Genetic disarray follows mutant KLF1-E325K expression in a congenital dyserythropoietic anemia patient
Lilian Varricchio,
Antanas Planutis,
Deepa Manwani,
Julie Jaffray,
W. Beau Mitchell,
Anna Rita Migliaccio,
James J. Bieker
Affiliations
Lilian Varricchio
Tisch Cancer Institute, Icahn School of Medicine at Mount Sinai, New York, NY, USA
Antanas Planutis
Department of Cell, Developmental, and Regenerative Biology, Icahn School of Medicine at Mount Sinai, New York, NY, USA;
Deepa Manwani
Division of Hematology/Oncology, The Children’s Hospital at Montefiore, Albert Einstein College of Medicine, Bronx, NY, USA
Julie Jaffray
Children’s Hospital Los Angeles, University of Southern California Keck School of Medicine, Los Angeles, CA, USA
W. Beau Mitchell
Department of Pediatrics, Icahn School of Medicine at Mount Sinai, New York, NY, USA
Anna Rita Migliaccio
Tisch Cancer Institute, Icahn School of Medicine at Mount Sinai, New York, NY, USA;Dipartimento di Scienze Biomediche e NeuroMotorie, Alma Mater Studiorum, Università di Bologna, Bologna, Italy
James J. Bieker
Tisch Cancer Institute, Icahn School of Medicine at Mount Sinai, New York, NY, USA;Department of Cell, Developmental, and Regenerative Biology, Icahn School of Medicine at Mount Sinai, New York, NY, USA;;Black Family Stem Cell Institute, Icahn School of Medicine at Mount Sinai, New York, NY, USA;Mindich Child Health and Development Institute, Icahn School of Medicine at Mount Sinai, New York, NY, USA
Congenital dyserythropoietic anemia type IV is caused by a heterozygous mutation, Glu325Lys (E325K), in the KLF1 transcription factor. Molecular characteristics of this disease have not been clarified, partly due to its rarity. We expanded erythroid cells from a patient’s peripheral blood and analyzed its global expression pattern. We find that a large number of erythroid pathways are disrupted, particularly those related to membrane transport, globin regulation, and iron utilization.
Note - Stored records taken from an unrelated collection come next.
PR #18085, opened 2019-05-01
chore: retry octokit calls several times on fail

codebytere:
#### Description of Change

Retry any of the octokit requests in the notes generator 3 times before actually failing the script.

cc @MarshallOfSound 

#### Checklist

#### Release Notes

Notes: none

### DIFF
--- a/script/release-notes/notes.js
+++ b/script/release-notes/notes.js
@@ -9,6 +9,9 @@ const { GitProcess } = require('dugite')
 const octokit = require('@octokit/rest')()
 const semver = require('semver')
 
+const MAX_FAIL_COUNT = 3
+const CHECK_INTERVAL = 5000
+
 const CACHE_DIR = path.resolve(__dirname, '.cache')
 const NO_NOTES = 'No notes'
 const FOLLOW_REPOS = [ 'electron/electron', 'electron/libchromiumcontent', 'electron/node' ]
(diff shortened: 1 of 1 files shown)


script/release-notes/notes.js
```diff
@@ -300,33 +303,50 @@ const checkCache = async (name, operation) => {
...
-    try {
-      return await octokit.pulls.get({ number, owner, repo })
-    } catch (error) {
-      // Silently eat 404s.
-      // We can get a bad pull number if someone manually lists
-      // an issue number in PR number notation, e.g. 'fix: foo (#123)'
-      if (error.code !== 404) {
-        throw error
-      }
+    let failCount = 0
```
jkleinsc: @codebytere I could be missing something here, but I don't think this retry is going to work the way you are expecting because there is no await happening in the async function.

Also, setTimeout is not async friendly unless you wrap it, eg one of the solutions here: https://stackoverflow.com/questions/33289726/combination-of-async-function-await-settimeout

script/release-notes/notes.js
```diff
@@ -300,33 +303,50 @@ const checkCache = async (name, operation) => {
...
+    const tryGetComments = () => {
+      octokit.issues.listComments({ number, owner, repo, per_page: 100 })
```
jkleinsc: Same comment above about not having an await in play.  This video here explains a way to do retries on an async function: https://www.youtube.com/watch?v=7N8wbrCYqeM

script/release-notes/notes.js
```diff
@@ -9,6 +9,9 @@ const { GitProcess } = require('dugite')
 const octokit = require('@octokit/rest')()
 const semver = require('semver')
 
+const MAX_FAIL_COUNT = 3
+const CHECK_INTERVAL = 30000
```
MarshallOfSound: 30 seconds is a decent pause.  Can we do 5 seconds?

script/release-notes/notes.js
```diff
@@ -298,35 +301,40 @@ const checkCache = async (name, operation) => {
...
+      lastError = error
     }
+  }
+  throw lastError
+}
+
+const getPullRequest = async (number, owner, repo) => {
+  const name = `${owner}-${repo}-pull-${number}`
+  return checkCache(name, async () => {
+    await runRetryable(octokit.pulls.get({
```
MarshallOfSound: We've lost the "Silently eat 404" code

script/release-notes/notes.js
```diff
@@ -298,35 +301,40 @@ const checkCache = async (name, operation) => {
...
-      return await octokit.issues.listComments({ number, owner, repo, per_page: 100 })
-    } catch (error) {
-      // Silently eat 404s.
-      // We can get a bad pull number if someone manually lists
-      // an issue number in PR number notation, e.g. 'fix: foo (#123)'
-      if (error.code !== 404) {
-        throw error
-      }
-    }
+    await runRetryable(octokit.issues.listComments({
```
MarshallOfSound: Same here, we need to ignore / absorb 404 responses

script/release-notes/notes.js
```diff
@@ -298,35 +301,41 @@ const checkCache = async (name, operation) => {
...
     }
+  }
+  // Silently eat 404s.
+  if (lastError.status !== 404) throw lastError
+}
+
+const getPullRequest = async (number, owner, repo) => {
+  const name = `${owner}-${repo}-pull-${number}`
+  return checkCache(name, async () => {
+    await runRetryable(octokit.pulls.get({
```
MarshallOfSound: This needs to be `return`'ed
```suggestion
    return await runRetryable(octokit.pulls.get({
```

script/release-notes/notes.js
```diff
@@ -298,35 +301,41 @@ const checkCache = async (name, operation) => {
...
-      return await octokit.issues.listComments({ number, owner, repo, per_page: 100 })
-    } catch (error) {
-      // Silently eat 404s.
-      // We can get a bad pull number if someone manually lists
-      // an issue number in PR number notation, e.g. 'fix: foo (#123)'
-      if (error.code !== 404) {
-        throw error
-      }
-    }
+    await runRetryable(octokit.issues.listComments({
```
MarshallOfSound: Here too
```suggestion
    return await runRetryable(octokit.issues.listComments({
```

script/release-notes/notes.js
```diff
@@ -298,35 +301,41 @@ const checkCache = async (name, operation) => {
...
-      return await octokit.issues.listComments({ number, owner, repo, per_page: 100 })
-    } catch (error) {
-      // Silently eat 404s.
-      // We can get a bad pull number if someone manually lists
-      // an issue number in PR number notation, e.g. 'fix: foo (#123)'
-      if (error.code !== 404) {
-        throw error
-      }
-    }
+    return await runRetryable(octokit.issues.listComments({
```
jkleinsc: Same as above
```suggestion
    return runRetryable(octokit.issues.listComments({
```

PR #18091, opened 2019-05-01
revert: only allow bundled preload scripts

miniak:
#### Description of Change
Revert #17308. There are issues with `electron-mocha`.

#### Checklist
- [x] `npm test` passes

#### Release Notes
Notes: Reverted change to only allow preload scripts to be loaded from application root due to issues with `electron-mocha`.

/cc @electron/wg-security


miniak:
The actual issue was #18092

zcbenz:
Would like to hear more voices from @electron/wg-security before merging.

miniak:
@zcbenz I would like to re-land this change later after I resolve all the issues.

alitaheri:
Will this be backported to 6.x-beta?

Also @miniak please keep in mind that in the development stage this is a real pain. Allow disabling this behavior somehow, like an environment variable or a function on the `app` module.

I understand that this is an important security feature. but it's not needed during development. Since you're using `realpath` even symbolic links can't be used as a workaround. please allow some safe way of disabling this, at least during development. thanks 🙏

The altered genetics lead to significant deficits in differentiation. Glu325 is within the KLF1 zinc finger domain at an amino acid critical for site specific DNA binding. The change to Lys is predicted to significantly alter the target site recognition sequence, both by subverting normal recognition and by enabling interaction with novel sites. Consistent with this, we find high level ectopic expression of genes not normally present in the red cell. These altered properties explain patients’ clinical and phenotypic features, and elucidate the dominant character of the mutation.